▶ [WORK REQUIRED] Please report every line in the entries that contains the string "updates".

▶ [RECORDS SUPPLIED]
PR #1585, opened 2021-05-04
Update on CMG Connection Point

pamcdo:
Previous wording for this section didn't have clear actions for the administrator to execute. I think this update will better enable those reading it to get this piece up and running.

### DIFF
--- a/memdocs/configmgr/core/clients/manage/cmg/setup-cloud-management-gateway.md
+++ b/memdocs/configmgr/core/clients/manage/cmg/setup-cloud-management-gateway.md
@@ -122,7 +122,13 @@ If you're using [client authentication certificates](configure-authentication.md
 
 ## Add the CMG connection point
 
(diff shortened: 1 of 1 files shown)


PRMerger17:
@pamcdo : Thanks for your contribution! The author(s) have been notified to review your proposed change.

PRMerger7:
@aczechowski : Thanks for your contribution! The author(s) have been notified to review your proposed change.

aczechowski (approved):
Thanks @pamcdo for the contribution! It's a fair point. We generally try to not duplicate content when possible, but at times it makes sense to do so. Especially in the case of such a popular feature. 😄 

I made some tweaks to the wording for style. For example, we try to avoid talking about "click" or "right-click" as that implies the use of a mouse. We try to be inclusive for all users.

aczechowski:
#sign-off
--
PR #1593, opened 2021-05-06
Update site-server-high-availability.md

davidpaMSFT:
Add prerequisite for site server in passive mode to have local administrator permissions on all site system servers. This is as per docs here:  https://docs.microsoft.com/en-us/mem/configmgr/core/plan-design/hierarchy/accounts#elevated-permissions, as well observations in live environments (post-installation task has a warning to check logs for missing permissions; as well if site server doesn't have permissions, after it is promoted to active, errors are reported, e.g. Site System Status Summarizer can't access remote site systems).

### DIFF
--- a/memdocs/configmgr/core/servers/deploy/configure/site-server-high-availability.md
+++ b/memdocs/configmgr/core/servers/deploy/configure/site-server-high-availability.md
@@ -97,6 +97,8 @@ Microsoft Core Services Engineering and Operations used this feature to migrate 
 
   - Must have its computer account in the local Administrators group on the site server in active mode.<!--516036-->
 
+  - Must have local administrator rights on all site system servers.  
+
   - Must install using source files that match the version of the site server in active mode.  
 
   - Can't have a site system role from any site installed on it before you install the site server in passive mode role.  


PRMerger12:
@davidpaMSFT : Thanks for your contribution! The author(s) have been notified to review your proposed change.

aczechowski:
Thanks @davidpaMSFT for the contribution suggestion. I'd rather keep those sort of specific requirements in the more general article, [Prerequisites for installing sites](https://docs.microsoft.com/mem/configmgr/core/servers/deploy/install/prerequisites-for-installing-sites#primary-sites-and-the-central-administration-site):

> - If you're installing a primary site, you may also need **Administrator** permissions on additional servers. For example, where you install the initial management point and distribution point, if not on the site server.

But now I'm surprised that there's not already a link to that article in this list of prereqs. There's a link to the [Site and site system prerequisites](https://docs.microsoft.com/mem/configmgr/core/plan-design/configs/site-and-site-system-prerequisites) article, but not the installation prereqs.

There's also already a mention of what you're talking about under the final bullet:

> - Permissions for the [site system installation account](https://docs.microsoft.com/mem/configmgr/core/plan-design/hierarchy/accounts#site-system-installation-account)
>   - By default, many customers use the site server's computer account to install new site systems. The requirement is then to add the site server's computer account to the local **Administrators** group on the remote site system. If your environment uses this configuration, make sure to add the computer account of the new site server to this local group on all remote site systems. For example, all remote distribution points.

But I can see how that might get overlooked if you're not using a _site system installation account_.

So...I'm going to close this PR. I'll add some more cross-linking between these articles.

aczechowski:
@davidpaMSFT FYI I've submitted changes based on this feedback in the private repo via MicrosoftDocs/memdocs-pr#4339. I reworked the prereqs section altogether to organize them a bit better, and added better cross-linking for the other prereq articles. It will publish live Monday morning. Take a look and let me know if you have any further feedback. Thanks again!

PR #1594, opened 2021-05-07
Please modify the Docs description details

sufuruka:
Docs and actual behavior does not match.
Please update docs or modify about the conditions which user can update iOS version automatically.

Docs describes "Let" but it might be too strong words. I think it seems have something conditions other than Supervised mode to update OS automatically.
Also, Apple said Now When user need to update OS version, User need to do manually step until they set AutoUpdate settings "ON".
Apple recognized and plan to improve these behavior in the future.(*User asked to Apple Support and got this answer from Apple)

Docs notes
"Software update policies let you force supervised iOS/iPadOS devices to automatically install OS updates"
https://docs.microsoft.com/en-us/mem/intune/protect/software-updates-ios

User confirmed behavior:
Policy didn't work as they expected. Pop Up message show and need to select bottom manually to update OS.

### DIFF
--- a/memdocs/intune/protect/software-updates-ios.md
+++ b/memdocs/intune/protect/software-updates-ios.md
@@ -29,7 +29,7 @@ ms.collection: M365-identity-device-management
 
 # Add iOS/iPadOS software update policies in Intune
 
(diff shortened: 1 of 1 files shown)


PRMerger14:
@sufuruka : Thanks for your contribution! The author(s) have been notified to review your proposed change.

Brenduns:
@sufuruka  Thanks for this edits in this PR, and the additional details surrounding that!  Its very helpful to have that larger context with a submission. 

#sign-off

▶ [SOLUTION BELOW]
"Software update policies let you force supervised iOS/iPadOS devices to automatically install OS updates"
https://docs.microsoft.com/en-us/mem/intune/protect/software-updates-ios
--- a/memdocs/intune/protect/software-updates-ios.md
+++ b/memdocs/intune/protect/software-updates-ios.md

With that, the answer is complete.